### Stored data
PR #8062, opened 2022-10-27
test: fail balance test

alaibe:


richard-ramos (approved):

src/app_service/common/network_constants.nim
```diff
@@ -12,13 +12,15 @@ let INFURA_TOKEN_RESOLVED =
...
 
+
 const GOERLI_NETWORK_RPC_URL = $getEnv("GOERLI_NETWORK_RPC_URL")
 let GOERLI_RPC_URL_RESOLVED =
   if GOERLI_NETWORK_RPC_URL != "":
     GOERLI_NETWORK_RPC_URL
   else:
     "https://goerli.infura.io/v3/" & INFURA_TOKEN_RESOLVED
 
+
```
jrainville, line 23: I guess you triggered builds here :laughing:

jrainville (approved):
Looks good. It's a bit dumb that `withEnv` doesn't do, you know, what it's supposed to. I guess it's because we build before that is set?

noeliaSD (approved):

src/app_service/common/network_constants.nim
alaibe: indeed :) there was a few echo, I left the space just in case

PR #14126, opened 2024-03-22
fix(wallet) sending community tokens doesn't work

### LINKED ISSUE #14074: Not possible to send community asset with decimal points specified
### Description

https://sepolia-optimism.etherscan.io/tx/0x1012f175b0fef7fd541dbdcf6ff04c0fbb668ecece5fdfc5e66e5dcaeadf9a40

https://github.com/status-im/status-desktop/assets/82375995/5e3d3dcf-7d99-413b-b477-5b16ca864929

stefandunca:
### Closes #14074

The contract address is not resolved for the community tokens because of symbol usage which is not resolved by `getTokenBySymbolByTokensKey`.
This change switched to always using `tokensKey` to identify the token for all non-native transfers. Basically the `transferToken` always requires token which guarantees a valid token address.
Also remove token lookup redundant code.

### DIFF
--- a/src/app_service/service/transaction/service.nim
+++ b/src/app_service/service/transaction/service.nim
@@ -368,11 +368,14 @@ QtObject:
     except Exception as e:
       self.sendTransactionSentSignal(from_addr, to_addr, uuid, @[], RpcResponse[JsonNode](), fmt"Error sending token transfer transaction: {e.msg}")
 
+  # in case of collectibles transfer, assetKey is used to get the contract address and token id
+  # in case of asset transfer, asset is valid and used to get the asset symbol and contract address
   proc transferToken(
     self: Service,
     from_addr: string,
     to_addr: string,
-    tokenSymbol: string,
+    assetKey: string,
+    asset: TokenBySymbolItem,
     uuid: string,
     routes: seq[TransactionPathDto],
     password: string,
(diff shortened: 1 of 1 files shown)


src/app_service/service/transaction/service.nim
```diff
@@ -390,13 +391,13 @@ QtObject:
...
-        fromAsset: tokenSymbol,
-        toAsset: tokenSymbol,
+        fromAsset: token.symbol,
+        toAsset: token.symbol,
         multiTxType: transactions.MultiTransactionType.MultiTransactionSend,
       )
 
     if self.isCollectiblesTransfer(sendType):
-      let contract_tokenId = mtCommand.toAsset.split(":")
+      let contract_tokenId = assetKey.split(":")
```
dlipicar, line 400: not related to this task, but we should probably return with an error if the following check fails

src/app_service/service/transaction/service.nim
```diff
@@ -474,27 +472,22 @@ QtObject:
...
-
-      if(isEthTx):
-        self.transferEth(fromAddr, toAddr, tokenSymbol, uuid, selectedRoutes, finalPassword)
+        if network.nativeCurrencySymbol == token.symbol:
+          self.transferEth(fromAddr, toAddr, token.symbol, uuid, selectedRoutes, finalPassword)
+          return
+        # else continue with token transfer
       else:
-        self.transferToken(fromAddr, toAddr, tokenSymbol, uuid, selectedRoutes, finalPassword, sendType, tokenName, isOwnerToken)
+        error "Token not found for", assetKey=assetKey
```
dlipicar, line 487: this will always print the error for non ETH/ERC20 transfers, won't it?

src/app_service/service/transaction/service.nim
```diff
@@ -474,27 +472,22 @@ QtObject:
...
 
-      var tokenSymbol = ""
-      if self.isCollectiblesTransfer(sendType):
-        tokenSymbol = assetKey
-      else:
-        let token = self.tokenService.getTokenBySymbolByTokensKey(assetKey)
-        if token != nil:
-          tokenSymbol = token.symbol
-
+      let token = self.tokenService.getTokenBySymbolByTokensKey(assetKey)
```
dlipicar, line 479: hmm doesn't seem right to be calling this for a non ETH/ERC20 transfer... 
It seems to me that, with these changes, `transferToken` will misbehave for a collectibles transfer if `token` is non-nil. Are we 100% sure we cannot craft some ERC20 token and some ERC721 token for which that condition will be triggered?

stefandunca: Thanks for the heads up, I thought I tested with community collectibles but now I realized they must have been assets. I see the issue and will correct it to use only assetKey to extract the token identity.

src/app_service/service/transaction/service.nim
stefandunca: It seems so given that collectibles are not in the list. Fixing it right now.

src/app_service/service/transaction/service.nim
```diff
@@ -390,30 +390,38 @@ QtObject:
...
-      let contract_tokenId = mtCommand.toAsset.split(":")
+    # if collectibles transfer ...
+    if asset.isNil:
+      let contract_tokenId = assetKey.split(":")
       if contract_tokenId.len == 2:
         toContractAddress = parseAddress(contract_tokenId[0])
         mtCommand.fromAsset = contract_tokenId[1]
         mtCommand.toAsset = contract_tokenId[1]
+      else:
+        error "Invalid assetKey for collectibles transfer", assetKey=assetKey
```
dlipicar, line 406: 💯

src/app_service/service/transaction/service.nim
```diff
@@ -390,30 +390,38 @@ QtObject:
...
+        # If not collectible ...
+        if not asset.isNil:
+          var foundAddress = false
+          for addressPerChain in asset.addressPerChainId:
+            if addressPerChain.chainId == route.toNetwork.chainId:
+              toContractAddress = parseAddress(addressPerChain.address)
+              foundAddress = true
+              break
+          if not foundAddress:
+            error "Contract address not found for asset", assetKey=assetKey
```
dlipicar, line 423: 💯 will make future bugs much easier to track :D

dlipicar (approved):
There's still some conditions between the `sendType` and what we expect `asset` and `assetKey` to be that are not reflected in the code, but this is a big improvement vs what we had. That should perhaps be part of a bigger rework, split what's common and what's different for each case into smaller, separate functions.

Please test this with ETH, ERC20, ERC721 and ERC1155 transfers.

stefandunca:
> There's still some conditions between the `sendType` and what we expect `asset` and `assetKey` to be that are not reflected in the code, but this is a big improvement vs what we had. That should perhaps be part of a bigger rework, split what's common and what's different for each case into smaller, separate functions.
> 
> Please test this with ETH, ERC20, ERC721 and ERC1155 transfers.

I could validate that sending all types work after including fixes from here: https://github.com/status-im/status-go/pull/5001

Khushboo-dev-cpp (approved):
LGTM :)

### TASK GOAL
Reproduce each line of the records in which the string "expect" appears.

### OUTPUT
There's still some conditions between the `sendType` and what we expect `asset` and `assetKey` to be that are not reflected in the code, but this is a big improvement vs what we had. That should perhaps be part of a bigger rework, split what's common and what's different for each case into smaller, separate functions.
> There's still some conditions between the `sendType` and what we expect `asset` and `assetKey` to be that are not reflected in the code, but this is a big improvement vs what we had. That should perhaps be part of a bigger rework, split what's common and what's different for each case into smaller, separate functions.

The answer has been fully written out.